In place of the conventional view that early modern Russian rulers practiced primogeniture (whereby the eldest son of the reigning monarch automatically inherits the kingdom), Bushkovitch proposes a far more flexible, almost improvisatory, arrangement that is hard to provide a good name for. Bushkovitch seems to suggest that, until the era of Peter the Great, “custom,” an inherited (or invented) varied set of tools to ensure a smooth succession, would best serve monarchs and their courts over the roughly two and a half centuries under discussion. Primogeniture seems never to have worked by itself, since its strict operation can almost never be observed. Among these tools were elections, paternal designation, the crowning and/or exhibiting of desired successors to the elite or a broader public by the current ruler, a wide variety of court ceremonies (from coronations to orations to name- and birthday celebrations), loyalty oaths, baptismal records, diplomatic announcements to foreign governments, and even orders to drink to the health of or pray for members of the royal family. The author rightly emphasizes repeatedly that the whole royal family, rather than any one individual within it, was often the focus of these measures, a wise choice given the precariousness of the physical survival of royals at the time. This evidence is usually presented with most useful comparisons to succession practices in other contemporary European states.

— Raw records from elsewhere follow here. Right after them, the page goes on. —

Issue #194, opened 2026-06-05
async: add non-blocking channel take `poll!` (and `alts!` with :default)


nnunley:
## Motivation

Building a poll-based UI event loop (xsofy [#56](https://github.com/nooga/xsofy/issues/56)) that multiplexes a keyboard source and a cosmetic clock source and **must never block while idle**. This is mandatory under single-threaded Go-wasm, where a parked `<!` (backed by `Atomics.wait`) freezes the *entire* runtime, not just the goroutine. The loop needs to drain a producer-fed channel **once per frame if and only if a value is immediately ready**.

## What's missing

`async` exposes only **blocking** takes (`<!`/`<!!`). There is no non-blocking variant and no `alts!`. Registered channel fns today are just `chan`, `>!`, `<!`, `>!!`, `<!!` (`pkg/rt/lang.go:5969-5973`).

Everything *else* the use case needs already exists, which is why only this one primitive is requested:
- **Cancellable channel ops** — `<!`/`>!` already `select` on `vm.CurrentContext().Done()` (`pkg/rt/lang.go:3446`, `:3472`), so a producer goroutine parked on a put/take is released by `scope-close!`'s cancel+drain.
- **Scoped lifecycle** — `with-scope` (`pkg/rt/core/core.lg:2091`), `scope-open`/`scope-close!`/`scope-live` (`pkg/rt/lang.go:5974-5976`), `*scope-drain-timeout-ms*` (`core.lg:2089`).

So a ctx-aware, drainable producer is writable today; the only gap is the **consumer's non-blocking peek**.

## Requested

1. **`(poll! ch)`** — non-blocking take. Returns a value if one is immediately available, else a distinct empty signal (so a `nil` value can be distinguished from "nothing ready" — e.g. return a sentinel, or `[val ok]`). Go semantics:
   ```go
   select {
   case v, ok := <-ch:
       // ok==false => closed
   default:
       // nothing ready
   }
   ```
2. *(nice-to-have)* **`(alts! [ch…] :default v)`** — select over several channels with a non-blocking default; generalizes `poll!` to multiple upstreams.
3. *(symmetry, optional)* **`(offer! ch v)`** — non-blocking put.

## Notes

- `poll!` alone unblocks the use case; `alts!` is the general form.
- Keep ctx-awareness for consistency, though a `:default` branch means the non-blocking path never parks anyway.

nooga:
[...]

PR #250, opened 2026-06-18
feat(async): alts! :default for non-blocking select

mparrett:
## What

Add a `:default` option to `alts!`: `(alts! ports :default v)` returns `[v :default]` when no port is immediately ready, instead of parking. Matches `clojure.core.async`.

## Why

Closes the remaining ask in #194. `poll!` and `offer!` already shipped in #120; `alts!` was registered but only in its blocking form. The non-blocking variant is what a single-threaded Go-wasm event loop needs — a parked take freezes the whole runtime, not just the goroutine, so a frame loop multiplexing several channels has to drain "whatever's ready, else move on" without ever blocking.

## How

When `:default` is present, append a `reflect.SelectDefault` case so `reflect.Select` returns immediately if no port is ready. The ctx-`Done` case is dropped on that path: a non-blocking select can't park, so there's nothing for a cancel to release. Blocking `alts!` is unchanged.

## Test plan

- `go test ./pkg/rt/... ./test` green.
- New `.lg` tests: `:default` returns the fallback when no port is ready, and still prefers a ready port when one is.

### DIFF
--- a/pkg/rt/async.go
+++ b/pkg/rt/async.go
@@ -420,15 +420,28 @@ func installAsyncNS() {
 	})
 
 	// alts! — select on multiple channel operations
-	// (alts! [ch1 ch2 [ch3 val]]) → [val port]
+	// (alts! [ch1 ch2 [ch3 val]] :default v) → [val port]
 	// Each entry is either a channel (take) or [channel value] (put).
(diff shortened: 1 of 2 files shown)


nnunley (approved):
Should the README be updated now? Are we closer to the right semantics?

The author has chosen to use a narrative format to discuss the evolution of these arrangements over changing and complex political and international environments, a difficult rhetorical task accomplished with verve and grace. In chapters separated by the dominant choice of basic succession tools, the reader is treated to extensive discussions of each succession from one ruler to the next. Of course, most of these “succession crises” have been discussed at length by other historians. To the task of retelling these stories, Bushkovitch brings an impressive array of new sources, often diplomatic, and the linguist skills to use and interpret them. His extensive footnotes testify to his labors not only in the French, German, Russian, Latin, and English, but also in Polish, Greek, Danish, and Swedish, and not only in printed sources but in archives. The result is a fresh and engaging view of these crises, always told with a perceptive eye towards the succession principles or devices involved.

I emphatically agree with Bushkovitch that the basic categories used by early modern Russians to understood what we call politics (and succession) remained firmly religious and moral, down to the second half of the seventeenth century, when new western currents in political thought infiltrated the court. This reader benefitted particularly from the subtle and rich discussions of these new court thinkers, particularly the Ukrainians Simeon Polotskii and Feofan Prokopovich. At the same time, I have a more pessimistic view of the literacy of secular members of the elite before about 1600, and the influence that written sources like chronicles could have had upon them. The book might have benefitted from more discussion of visual evidence like the imagined successions of Rus΄ and Old Testament rulers in the pendentives of the Golden Hall (other parts of these now-destroyed images are examined, (200–201), or in the ancestor portraits in the Archangel Michael Cathedral. If the idea of sovereignty was new to Russia under Peter (323), does it make sense to translate the all-important term gosudar΄ as “sovereign” throughout the book?

These are minor points. Paul Bushkovitch has given us an enormously erudite and gracefully written book on a crucial subject, a gift for which we should all be grateful.